## GIVEN DATA
****************************************

PR #376, opened 2014-12-30
Added 'built-in prototypes are not instances' misc. test

### LINKED ISSUE #284: ES6 spec incompatibility miscellany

****************************************

## WHAT YOU HAVE TO DO
The entire listing is to be printed once more, word for word.

## ANSWER TO THIS TASK
PR #376, opened 2014-12-30
Added 'built-in prototypes are not instances' misc. test

### LINKED ISSUE #284: ES6 spec incompatibility miscellany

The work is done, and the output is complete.